PR #830, opened 2023-10-19
Extensible InterpolationInfo

termi-official:
Towards #398 . I can also need this in FerriteViz.jl to provide a cleaner solution to visualize stress fields.

### DIFF
--- a/src/interpolations.jl
+++ b/src/interpolations.jl
@@ -89,58 +89,44 @@ struct InterpolationInfo
     adjust_during_distribution::Bool
     n_copies::Int
     is_discontinuous::Bool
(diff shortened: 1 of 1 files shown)


termi-official:
Matrix-valued dof distribution and field evaluation seems to work. Proof of concept in https://github.com/Ferrite-FEM/FerriteViz.jl/pull/103/commits/536b4ef91980e0d456eacc1e5fd110defe3caeee . Gradients of matrix-valued stuff is not covered for now, because they require more work (and are not needed in FerriteViz for now)

fredrikekre (approved):

PR #831, opened 2023-10-23
Bump WriteVTK  compat

termi-official:


KnutAM:
I think this is already allowed, ref https://pkgdocs.julialang.org/v1/compatibility/#Compatibility (and docs/Manifest on master is 1.18) - or did I miss something?

termi-official:
Indeed. I only remembered this rule here https://pkgdocs.julialang.org/v1/compatibility/#compat-pre-1.0 . :)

· · · · ·

WHAT THE TASK REQUIRES> Line count for "FerriteViz": count the lines of the records above that contain it and give only the number.

COMPLETED EXERCISE> 2